Neurotransmission is subject to plasticity and if a healthy behavior is not practised, the network for processing that behavior will reduce the number of synapses carrying the relevant transmitters and network connections will degrade. If the wrong behaviors are practised, networks can develop an excess of some transmitters and/or transmitter-receptors that throws the whole brain chemistry off balance and network connections will burn out.

Consequently, a lot of what we do in intermediate NH involves firstly changing ourselves with exercises to tweak our associations into ever-greater congruity; secondly changing our context via input control to avoid incongruity in situations where we can, and thirdly learning 'getaround' hacks for situations where we cannot.

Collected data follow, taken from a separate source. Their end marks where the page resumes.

PR #7334, opened 2026-06-02
Single-pass MVCC recovery

LeMikaelF:
## Description

https://github.com/tursodatabase/turso/pull/7218 introduced a 2-pass algorithm in MVCC recovery, where we iterate over each frame (transaction) twice. This will be problematic when streaming recovery, because it means we will have to do twice as much IO.

Luckily, there's an easy way out. We always serialize schema ops first, so in deserialization we can rely on this fact and assume that we have the complete AFTER schema of the current frame as soon as we see the first non-schema op.

### How to review this PR

Most of the diff is indentation changes, so I suggest enabling "hide whitespace changes":

image

## Description of AI Usage

CC + cleanup


core/mvcc/database/mod.rs
```diff
@@ -6198,341 +6164,316 @@ impl<Clock: LogicalClock> MvStore<Clock> {
...
+                            let rowid_int = rowid.row_id.to_int_or_panic();
+                            schema_rows.insert(rowid_int, record);
+                        } else if self.table_id_to_rootpage.get(&rowid.table_id).is_none() {
+                            // Data row references a table_id not yet in the map. This can happen
+                            // with logs written before the schema-first serialization fix: in a
+                            // same-transaction CREATE TABLE + INSERT + DROP TABLE, data rows were
+                            // serialized before the schema INSERT that registers the table_id.
+                            // The schema INSERT (or DELETE) for this table will follow later in
+                            // this transaction frame, so we register the table_id now.
+                            self.insert_table_id_to_rootpage(rowid.table_id, None);
```
pereman2: Does this condition make sense now?

pereman2 (approved):
Looks okay, I just left a comment that I'm not so sure about

core/mvcc/database/mod.rs
LeMikaelF: > logs written before the schema-first serialization fix

It sounds like it's a backwards-compatibility thing, so potentially we'll have it forever. But now I realize that the log wasn't always serialized schema-first, even within LML2, so the assumptions made in this PR don't hold for all cases.

I realized that there's no test that check that the error is handled correctly when the log isn't strictly schema-first, so I'll add one, and I'll remove this condition if I can, because as a workaround users can always checkpoint using the same version that generated the log.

Don't worry at this stage if you are unsure whether your associations and behavior are congruous or not. We must fully understand these concepts before applying them with accuracy in self assessment. We are getting you used to these concepts now so that you will more fully understand the foundations of emotional stability, relationships and interaction, which we will be covering during this batch of tutorials. We'll have enough experience and examples along the way for you to understand how congruity enables interaction and incongruity leads to action/reaction in real life situations.